TEMSAN Genel Müdürü Erdoğrul: “Geldiğimiz günden bugüne inanılmaz bir talep gördük. Standımız hiç boş kalmadı. Harika bir yorgunluk, harika bir mutluluk, mutluluğumuzun sebebi Türk firması olarak hem TEMSAN olarak gurur duyduk bununla. Çünkü dünyanın en büyük firmaları hem makine üreticileri tarafında hem kullanıcıları tarafından standımız her gün 2-3 defa ziyaret edildi. Dünyanın her yerinden Güney Amerika'dan, Asya'dan Kuzey taraftan işte Rusya taraflarından, dünyanın her yerinden insanlar buraya akın akın geldiler. Bu fuardaki bizim temel konumuz şöyleydi aslında. Malum biz dünyada tekstil klimaları alanında dünya lideri olduk. Ama bu fuardaki konseptimiz farklıydı. Tekstil makineleri tarafımız üzerine çalışmak üzere konumlandık fuarda. Temel makinemizde Recycle makine yani geri dönüşüm makinasıydı. Dünyada şu anda en trend en popüler konulardan bir tanesi bu. Biz de bununla ilgili yapmış olduğumuz çalışmalar üzerine ürettiğimiz makinelerimizi burada sunuma getirdik. Bu sunum sürecinde makinelerimizin sahip olduğu özelliklerden, diğer firmalara göre daha avantajlı olmasından kaynaklı olarak hem Türkiye'nin hem dünyanın çok ilgisini çektik. Bu da bizi bir taraftan yaptığımız işin ne kadar doğrulduğu anlamında, daha çok yoğunlaşmamız gerektiği hakkında bize fikir verdi. Diğer taraftan da yine söylüyorum, Türk firmalarının gelip bu konuyla ilgili güzel cümleler kurmasını kendi içimizde hakikaten bizi de güçlendirdi. Dönüşte bambaşka planlarımız var. Önümüzdeki 5 sene için yapmış olduğumuz planları şimdi daha farklı yönlere yönlendireceğiz. Daha çok istihdam, daha bilgi odaklı daha dünya kılasında bir firma olma üzerine yapacağımız adımlar atmak. Ne demek bu? Dünya piyasasında makineyi üretmek, makineyi satmak konularında bir sıkıntımız yok. Tabii arka tarafta üretim proseslerimizi de ERP destekli hale getirdiğimizde daha çok algılanabilir, daha çok göze batan bir firma olarak yolumuza devam etmeyi planlıyoruz. Yetiştirdiğimiz ve yetiştireceğimiz gençlerle.

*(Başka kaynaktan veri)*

PR #182, opened 2018-02-14
Add 'mode' to procedure reference

jjaderberg:


mariascharin (commented):
The added `Mode` column looks good but there is something strange going on with the `Signature` column.

It is in black instead of red - which I must say I like much better. However, it looks like the double colon in the signature (`::`) is interpreted as the double colon in a labeled list so that instead of `db.constraints() :: (description :: STRING?)` it becomes `db.constraints() (description :: STRING?)`.

PR #192, opened 2018-03-15
Move QueryPlanTest to DocumentingTest

sherfert:


jjaderberg (changes requested):
This brings the tests onto DocumentingTest but none of the prose. Using DocumentingTest means expressing both tested and untested content through the DSL. Everything in `cypher/cypher-docs/src/docs/dev/execution-plans.asciidoc` and its children.

jjaderberg:
@sherfert A number of changes went into 3.3 and 3.4 that should conflict with this PR, it would probably be easier starting over targeting one of those branches instead (from 3.4 is fine in this case).

craigtaverner:
This work should be re-attempted (ported or rewritten) on a newer branch, like 4.0.

PR #194, opened 2018-03-27
Cypher CALL docs should link to docs for building procs and to built-in proc reference

jjaderberg:
call-link-admon-preview


mariascharin (approved):
I might have shifted the order of these. Here is a proposal. 

Neo4j ships with a number of built-in procedures. 
For a list of these, see <<operations-manual#ref-procedures, Operations Manual -> Built-in procedures>>.

Procedures can also be custom-developed and deployed to the database. 
See <<procedures>> for details.

It is totally fine as-is though, so feel free to ignore if you prefer.

PR #195, opened 2018-03-29
The nouns and descriptions correspond inversely

muei:


petraselmer:
@muei Thanks for noticing this error and fixing it - well-spotted! I wonder if you could please raise this against the `3.1` branch (as the error goes all the way back to that version, and we still need to maintain it)? Many thanks.

muei:
If it need to be internationalized, I can take part in Chinese Translation

mariascharin:
Superseded by #197 .

PR #198, opened 2018-04-04
IN Operator revamp

petraselmer:
* Provided a more detailed explanation of how `IN` works
* Provided a workaround to prevent unexpected results when checking if a node has a label in a list of provided labels


petraselmer:
@mariascharin please fwd merge. This PR seeks to plug a gap in the subtleties of list membership semantics, and provides a query workaround: motivated by a high-priority customer ticket.

PR #210, opened 2018-05-03
Don't lie and claim we support Cypher 3.2

fickludd:


craigtaverner (changes requested):
But where is 3.1? We support that for access to the RULE planner still, I believe.

sherfert:
But not officially @craigtaverner . Just out of technical necessity.

PR #235, opened 2018-07-25
Adapt to neo4j change getStoreDir() -> databaseDirectory()

burqen:


burqen:
Docstest will break in other ways very soon and all of the issues will be fixed in one batch. Closing this PR.

PR #239, opened 2018-08-01
Execution Plan Section Revamp

petraselmer:


cypher/cypher-docs/src/docs/dev/execution-plans.asciidoc
```diff
@@ -3,45 +3,69 @@
...
+* <<execution-plan-introduction, Introduction>>
+* <<execution-plan-operators-summary, Execution plan operators>>
+* <<execution-plans-dbhits, DbHits (Database hits)>>
+* <<query-shortestpath-planning, Shortest path planning>>
+
+
+[[execution-plan-introduction]]
+== Introduction
+
 The task of executing a query is decomposed into _operators_, each of which implements a single unit of work.
```
craigtaverner: The phrase 'single unit of work' seems to imply the plan is broken down into the smallest possible _atomic_ units, which is not true. Some operators perform very small indivisible actions, while other perform quite complex operations. I would like to think we could re/word this somehow. Perhaps as simply as:

> The task of executing a query is decomposed into _operators_, each of which implements a specific piece of work.

cypher/cypher-docs/src/docs/dev/execution-plans.asciidoc
```diff
@@ -3,45 +3,69 @@
...
-The operators are combined into a structure called an _execution plan_.
+The operators are combined into a tree-like structure called an _execution plan_, in which each operator is represented as a node in the tree.
+Each operator takes as input zero or more rows, and produces as output zero or more rows -- the output from one operator thus forms the input for the next operator.
```
craigtaverner: Since you mention 'tree', perhaps you should define the purpose of the operators at the branch points. How about:

> Operators that join two branches will effectively combine input from two incoming streams and produce a single output.

cypher/cypher-docs/src/docs/dev/execution-plans.asciidoc
```diff
@@ -3,45 +3,69 @@
...
+
+.Evaluation model
+The execution plan is evaluated from the bottom up, which means that evaluation begins at the _leaf_ nodes of the tree.
```
craigtaverner: Bottom-up makes sense in the ascii-art version of the plan. But the browsers graph view has it inverted with the leaves at the top. I'm not sure how we should word that?

cypher/cypher-docs/src/docs/dev/execution-plans.asciidoc
```diff
@@ -3,45 +3,69 @@
...
+Leaf nodes have no input rows and generally comprise operators such as scans and seeks which obtain the data directly from the storage engine, thus incurring a <<execution-plans-dbhits, database hit>>.
```
craigtaverner: Should we pluralize dbhits because the count would be the number of rows produced? In fact the code for index seek seems to add one hit for calling the index, followed by one dbhit per row produced. So a seek that returns 100 records would incur 101 dbHits.

cypher/cypher-docs/src/docs/dev/execution-plans.asciidoc
```diff
@@ -3,45 +3,69 @@
...
+Any rows produced by leaf nodes are then piped into their parent nodes, which in turn pipe their rows to their parent nodes and so on, all the way up to the root node, which produces the final results of the query.
+
+[[eagerness-laziness]]
+.Eager and lazy evaluation
+In general, query evaluation is _lazy_: most operators start piping their rows as soon as they are produced to their parent operators.
+This means that a child operator may not be fully exhausted before the parent operator starts consuming the input rows produced by the child.
 
+However, some operators, such as those used for aggregation and sorting, need to accumulate _all_ their rows before piping any of them to their parent operator(s); i.e. such an operator needs to complete execution in its entirety before _any_ rows are sent to its parent(s) as input.
+These operators are called _eager_ operators, and are denoted as such in the execution plan.
```
craigtaverner: Are they? Looking at the code I see three eager operators: Eager, Aggregation and Distinct. I also see that Aggregation will display as `EagerAggregation` as you say, but `Distinct` does not. And yet it is still an eager operation, based in fact on the same internal pipe.

craigtaverner: Perhaps just listing these three cases:

> Eager operators are: `Eager`, `EagerAggregation` and `Distinct`

The new work on index-backed order-by might cause previously eager operations to be less eager. For example, a `TopN` operation could become a pure streaming operation on a pre-sorted stream (sorted from the original index, so no intermediate eager sort).

craigtaverner: I've realized that there are more eager pipes:

* Eager
* Aggregation (inlcudes both EagerAggregation and Distinct)
* Sort
* Top
* NodeHashJoin
* OuterHashJoin
* ValueHashJoin

Many of these might become lazy under some specific circumstances due to the 'interesting order' work in the 'index-backed order-by' project.

cypher/cypher-docs/src/docs/dev/execution-plans.asciidoc
```diff
@@ -3,45 +3,69 @@
...
+.Statistics
 Each operator is annotated with statistics.
 
 `Rows`::
-The number of rows that the operator produced. Only available if the query was profiled.
+The number of rows that the operator produced.
+This is only available if the query was profiled.
 `EstimatedRows`::
-If Neo4j used the cost-based compiler you will see the estimated number of rows that will be produced by the operator.
+This is the estimated number of rows -- i.e. the approximate number of rows based on the available statistical information -- that will be produced by the operator.
```
craigtaverner: Perhaps _will be_ could be _is expected to be_

cypher/cypher-docs/src/docs/dev/execution-plans.asciidoc
```diff
@@ -3,45 +3,69 @@
...
 The compiler uses this estimate to choose a suitable execution plan.
 `DbHits`::
 Each operator will ask the Neo4j storage engine to do work such as retrieving or updating data.
 A _database hit_ is an abstract unit of this storage engine work.
 The actions triggering a database hit are listed <<execution-plans-dbhits, here>>.
```
craigtaverner: Following this link I see text that claims a single dbhit for each of a long list of actions, while in fact many of those actions generate many dbhits. Perhaps this should be clarified?

cypher/cypher-docs/src/docs/dev/execution-plans.asciidoc
```diff
@@ -3,45 +3,69 @@
...
 
 To produce an efficient plan for a query, Neo4j requires information about the database, such as which indexes and constraints are present (see <<cypher-schema>>).
```
craigtaverner: The wording 'Neo4j requires information about the database' sounds strange to me. Internally is it 'the cypher planner requires information about the kernel stores and indexes', and I wonder if a better public version would be 'the Cypher planner requires information about the Neo4j database'?

cypher/cypher-docs/src/docs/dev/execution-plans.asciidoc
```diff
@@ -3,45 +3,69 @@
...
-Statistical information maintained by the database is also used to generate an efficient execution plan; i.e. the query engine uses this information to determine which access patterns will produce the best execution plan. 
+Statistical information maintained by the database is also used to generate an efficient execution plan; i.e. the query engine uses this information to determine which access patterns will produce the best execution plan.
```
craigtaverner: Here you use the term 'query engine' where above you had the term 'Neo4j' and I had suggested the term 'Cypher planner'. We should pick one term. I like 'Cypher planner', but not you've used less of the term Cypher in many places, and wonder if this is a move towards GQL? I think we should not worry about that before GQL becomes a real thing, at which point we can make real changes.

cypher/cypher-docs/src/docs/dev/execution-plans.asciidoc
```diff
@@ -3,45 +3,69 @@
...
 . The number of relationships by type.
+. Selectivity per index.
 . The number of relationships by type, ending with or starting from a node with a specific label.
 
-More information about how the statistics are kept up to date, as well as configuration options about managing query replanning can be found in the <<operations-manual#statistics-execution-plans, Operations Manual -> Statistics and execution plans>>
+More information about how the statistics are kept up to date, as well as configuration options about managing query replanning and caching can be found in the <<operations-manual#statistics-execution-plans, Operations Manual -> Statistics and execution plans>>
 
-See <<how-do-i-profile-a-query>> for how to view the execution plan for a query.
+<<query-tuning>> describes how to tune Cypher queries.
+In particular, see <<how-do-i-profile-a-query>> for how to view the execution plan for a query and <<query-using>> for how to use planner _hints_ to influence the decisions of the planner when building an execution plan for a query.
```
craigtaverner: Do we have a link to a section on these _planner hints_? Satia and I are currently trying to clarify the config setting for `cypher.hints_error`, and there is some subtlety in what is actually a _hint_. We want to clean that up. Notably, the planner hints include in-cypher clauses like `USING INDEX` and `USING JOIN`, but do not include the query prefix `planner=idp`, which is not a hint and must be followed. However, there are runtime hints, the prefix `runtime=compiled` which is just a _hint_ and will not fail unless you set `cypher.hints_error=true`, in which case it does (as do the `USING ...` hints).

cypher/cypher-docs/src/docs/dev/execution-plans.asciidoc
```diff
@@ -3,45 +3,69 @@
...
 
-For a deeper understanding of how each operator works, refer the relevant section.
+For a deeper understanding of how each operator works, refer to the relevant section in <<execution-plan-operators-summary, this table>>.
```
craigtaverner: I'm not a fan of links named _this table_ or _here_ or similar. Can we not name it?

cypher/cypher-docs/src/docs/dev/execution-plans.asciidoc
craigtaverner: Also I'm not a fan of links named _this table_ or _here_ or similar. Can we not name it?

cypher/cypher-docs/src/docs/dev/query-tuning.asciidoc
```diff
@@ -6,17 +6,17 @@
...
-At least data should get filtered out as early as possible in order to reduce the amount of work that has to be done at later stages of query execution.
-This also goes for what gets returned: avoid returning whole nodes and relationships -- instead, pick the data you need and return only that.
+At the very least, data should get filtered out as early as possible in order to reduce the amount of work that has to be done in the later stages of query execution.
+This also applies to what gets returned: returning whole nodes and relationships ought to be avoided in favour of selecting and returning only the data that is needed.
 You should also make sure to set an upper limit on variable length patterns, so they don't cover larger portions of the dataset than needed.
 
-Each Cypher query gets optimized and transformed into an execution plan by the Cypher execution engine.
-To minimize the resources used for this, make sure to use parameters instead of literals when possible.
+Each Cypher query gets optimized and transformed into an <<execution-plan-introduction, execution plan>> by the Cypher execution engine.
```
craigtaverner: Above we have used the terms _Neo4j_, _query planner_ and _query engine_ to mean the same thing as here termed _Cypher execution engine_. Perhaps we should increase consistency?

cypher/cypher-docs/src/docs/dev/query-tuning.asciidoc
```diff
@@ -63,7 +63,7 @@ Here we detail the available versions:
 [[cypher-planner]]
 === Cypher planner
 
-Each query is turned into an execution plan by something called the _execution planner_.
+Each query is turned into an <<execution-plan-introduction, execution plan>> by the _execution planner_.
```
craigtaverner: See the previous comment. This line adds a fifth version of the term to the list!

craigtaverner (changes requested):

craigtaverner:
Perhaps the section `Execution plan operators at a glance` should have an extra column on the table called `Eager`? That would clarify better which operator is eager or not.

cypher/cypher-docs/src/docs/dev/execution-plans.asciidoc
petraselmer: 👍

cypher/cypher-docs/src/docs/dev/execution-plans.asciidoc
petraselmer: 👍

cypher/cypher-docs/src/docs/dev/execution-plans.asciidoc
petraselmer: Good catch - reworded. 👍

cypher/cypher-docs/src/docs/dev/execution-plans.asciidoc
petraselmer: 👍

cypher/cypher-docs/src/docs/dev/execution-plans.asciidoc
petraselmer: I have changed this: the text now refers to the summary table, and I have added a new column to the summary table to make it  easier for readers. 

I think the changes induced by index-backed needs to be done for 3.5 when the work is done.

There is also a card for 3.4 and `Outerhashjoin` being eager - this operator is not present in 3.3

petraselmer: 👍

cypher/cypher-docs/src/docs/dev/execution-plans.asciidoc
petraselmer: 👍

cypher/cypher-docs/src/docs/dev/execution-plans.asciidoc
petraselmer: 👍

cypher/cypher-docs/src/docs/dev/execution-plans.asciidoc
petraselmer: 👍

cypher/cypher-docs/src/docs/dev/execution-plans.asciidoc
petraselmer: 👍

cypher/cypher-docs/src/docs/dev/execution-plans.asciidoc
petraselmer: The "query-using" is a hyperlink to the hints section. I think you and Satia should make the changes once this PR has been merged

cypher/cypher-docs/src/docs/dev/execution-plans.asciidoc
petraselmer: 👍

cypher/cypher-docs/src/docs/dev/query-tuning.asciidoc

cypher/cypher-docs/src/docs/dev/query-tuning.asciidoc

cypher/cypher-docs/src/docs/dev/execution-plans.asciidoc
```diff
@@ -52,89 +77,91 @@ This table comprises all the execution plan operators ordered lexicographically.
...
-| <<query-plan-union, Union>>                                                | Concatenates the results from the right-hand operator with the results from the left-hand operator. | |
-| <<query-plan-unwind, Unwind>>                                              | Returns one row per item in a list. | |
-| <<query-plan-value-hash-join, ValueHashJoin>>                       | Executes a hash join on arbitrary values. | |
-| <<query-plan-varlength-expand-all, VarLengthExpand(All)>>                                   | Traverses variable-length relationships from a given node. | |
-| <<query-plan-varlength-expand-into, VarLengthExpand(Into)>>                                   | Finds all variable-length relationships between two nodes. | |
-| <<query-plan-varlength-expand-pruning, VarLengthExpand(Pruning)>>                                   | Traverses variable-length relationships from a given node and only returns unique end nodes. | |
+|Name                                                                       | Description | Leaf? | Updating? | Eager?
```
craigtaverner: I now have a better idea. Rename the column `Considerations`, and put the word `Eager` in each place you currently have a `Y`. This has two advantages:

* People reading the table way down, don't have to scroll up to see what the `Y` actually means
* We can deal with more subtle situations like partially eager operations (mostly a concern once we implement index-backed order-by, which is 3.5, but it is not wrong to have this forward compatible)

craigtaverner (approved):

cypher/cypher-docs/src/docs/dev/execution-plans.asciidoc
```diff
@@ -3,34 +3,39 @@
...
 == Introduction
 
 The task of executing a query is decomposed into _operators_, each of which implements a specific piece of work.
-The operators are combined into a tree-like structure called an _execution plan_, in which each operator is represented as a node in the tree.
-Each operator takes as input zero or more rows, and produces as output zero or more rows -- the output from one operator thus forms the input for the next operator.
-Operators that join two branches will effectively combine input from two incoming streams and produce a single output.
+The operators are combined into a tree-like structure called an _execution plan_.
+Each operator in the execution plan is represented as a node in the tree.
+Each operator takes as input zero or more rows, and produces as output zero or more rows.
+The output from one operator becomes the input for the next operator.
```
petraselmer: I would like this sentence to be much more closely tied to the previous sentence, as this sentence qualifies the former. (Along the lines of what I originally wrote)

cypher/cypher-docs/src/docs/dev/execution-plans.asciidoc
```diff
@@ -3,34 +3,39 @@
...
+Operators that join two branches in the tree combines input from two incoming streams and produce a single output.
```
petraselmer: "combines" -> "combine" (plural operators)

cypher/cypher-docs/src/docs/dev/execution-plans.asciidoc
```diff
@@ -3,34 +3,39 @@
...
 
 .Evaluation model
-Evaluation of the execution plan begins at the _leaf_ nodes of the tree.
-Leaf nodes have no input rows and generally comprise operators such as scans and seeks which obtain the data directly from the storage engine, thus incurring <<execution-plans-dbhits, database hits>>.
-Any rows produced by leaf nodes are then piped into their parent nodes, which in turn pipe their rows to their parent nodes and so on, all the way up to the root node, which produces the final results of the query.
+Evaluation of the execution plan begins at the leaf nodes of the tree.
+Leaf nodes have no input rows and generally comprise operators such as scans and seeks.
+These operators obtain the data directly from the storage engine, thus incurring <<execution-plans-dbhits, database hits>>.
```
petraselmer: There ought to be no carriage returns for this sentence, as the paragraph as a whole talks about leaf operators. Breaking it up into multiple paragraphs seems odd.

cypher/cypher-docs/src/docs/dev/execution-plans.asciidoc
```diff
@@ -3,34 +3,39 @@
...
+The root node produces the final results of the query.
 
 [[eagerness-laziness]]
 .Eager and lazy evaluation
-In general, query evaluation is _lazy_: most operators start piping their rows as soon as they are produced to their parent operators.
+In general, query evaluation is _lazy_: most operators pipe their output rows to their parent operators as soon as they are produced.
 This means that a child operator may not be fully exhausted before the parent operator starts consuming the input rows produced by the child.
 
-However, some operators, such as those used for aggregation and sorting, need to accumulate _all_ their rows before piping any of them to their parent operator(s); i.e. such an operator needs to complete execution in its entirety before _any_ rows are sent to its parent(s) as input.
+However, some operators, such as those used for aggregation and sorting, need to aggregate all their rows before they can produce output.
```
petraselmer: "However, some operators" -> "However some operators" (my original 'bad')

cypher/cypher-docs/src/docs/dev/execution-plans.asciidoc
```diff
@@ -3,34 +3,39 @@
...
+Such operators need to complete execution in its entirety before any rows are sent to their parents as input.
```
petraselmer: "Such operators" -> "Such an operator" (rest of sentence assumes singular)

cypher/cypher-docs/src/docs/dev/execution-plans.asciidoc
```diff
@@ -42,14 +47,18 @@ The number of rows that the operator produced.
 This is only available if the query was profiled.
 `EstimatedRows`::
 This is the estimated number of rows -- i.e. the approximate number of rows based on the available statistical information -- that is expected to be produced by the operator.
+`EstimatedRows`::
```
petraselmer: I think this is a typo? Identical to line 48

cypher/cypher-docs/src/docs/dev/execution-plans.asciidoc
```diff
@@ -42,14 +47,18 @@ The number of rows that the operator produced.
...
+This is the estimated number of rows that is expected to be produced by the operator.
```
petraselmer: Same with this sentence - see line 49

cypher/cypher-docs/src/docs/dev/execution-plans.asciidoc
```diff
@@ -42,14 +47,18 @@ The number of rows that the operator produced.
...
+The estimate is an approximate number based on the available statistical information.
```
petraselmer: And the same...

Maybe you meant to delete lines 48 - 49?

cypher/cypher-docs/src/docs/dev/query-tuning.asciidoc
```diff
@@ -93,31 +93,30 @@ These index decisions are only valid until the schema changes, so adding or remo
 === Cypher runtime
 
 Using the execution plan, the query is executed -- and records returned -- by the Cypher query planner, or _runtime_.
-Depending on whether Neo4j Enterprise Edition or Neo4j Community Edition is used, there are three different runtimes available:
+Depending on whether Neo4j Enterprise Edition or Neo4j Community Edition is used, there are three different runtimes available.
+In Enterprise Edition, the Cypher query planner selects runtime with fallbacks as follows:
```
petraselmer: "selects runtime" -> "selects the runtime"

petraselmer: "runtime with fallbacks as follows" -> "runtime, falling back to alternative runtimes as follows"

petraselmer (commented):
@jjaderberg apparently I cannot request changes, even though that is what I wanted to do :)

Please make the following changes before merging. Thanks!

cypher/cypher-docs/src/docs/dev/execution-plans.asciidoc
jjaderberg: Long sentences are difficult to parse. I have added a "This means that.." to tie them closer without joining them.

cypher/cypher-docs/src/docs/dev/execution-plans.asciidoc
jjaderberg: :+1:

cypher/cypher-docs/src/docs/dev/execution-plans.asciidoc
jjaderberg: It is a single paragraph. It might look like there's an empty line in the diff because the changed line is so long it needs to be soft-broken to display it.

cypher/cypher-docs/src/docs/dev/execution-plans.asciidoc
jjaderberg: The comma is fine, it helps both with breathing and with eliminating the ambiguity of "however". (I.e., it doesn't mean "in whichever manner" in this context. Compare: "However some operators might behave at a football game, they really are rather a timid bunch if you meet them in a different setting.")

cypher/cypher-docs/src/docs/dev/execution-plans.asciidoc
jjaderberg: Not sure I see it. The "its" refers to "execution". Compare: "All contestants must complete the course in its entirety."

cypher/cypher-docs/src/docs/dev/execution-plans.asciidoc
jjaderberg: Yes! Thanks for catching.

cypher/cypher-docs/src/docs/dev/execution-plans.asciidoc
jjaderberg: :+1:

cypher/cypher-docs/src/docs/dev/query-tuning.asciidoc
jjaderberg: :+1:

180 yıllık bilgiyi bugüne taşımak önemli
ITMA ayrı bir konsept. ITMA yıllardır süregelen dünyanın en büyük firması, en büyük fuarı konumunda. Bu konumunu kaybeder mi? Asla kaybetmez. Türkiye'de yapılan ITM fuarı bu konuma gelir mi? Çok kolay olduğunu düşünmüyorum. Bu bir bakış açısı. Çünkü dünya Türkiye'den ibaret değil. Dünyada birçok üretici var. Makine üreticilerinin de merkezi Avrupa. Dolayısıyla da onlar da her şeyin kendi içlerinde olsun istiyorlar. Tabii Türkiye'de makine üreticileri var. Ama makine üreticilerinin yani biz hepimiz makine üreticisiyiz. Bir şekilde makineler yapıyoruz dünyaya ama temel problem şu. Hep onların yaptığını yapıyoruz. Kendimizin üretmesi lazım. Bir de aramızda realite bu. Onlar 150 yıllık, 170 yıllık, 180 yıllık firma grubu. Tabii 180 yıllık olmak tabii bu çok önemli ama 180 yıllık bilgiyi de bugüne taşımak daha da önemli. Bilgiyi taşımak için de tabii üst yönetimden başlayıp alt tarafa kadar her çalışanın bu bilinçte olması gerekiyor. Yani onların derdi artık şov dünyası. Artık önümüzdeki 5 sene hangi makineyi yapacaklarını biliyorlar. Ondan sonraki 5 sene için planları var. Büyüme planları var, gelişme planları var. Satış stratejileri var. Bunları düşünecek ekipleri var. Her şey ekipleşmiş, herkesin iş tarifi belli.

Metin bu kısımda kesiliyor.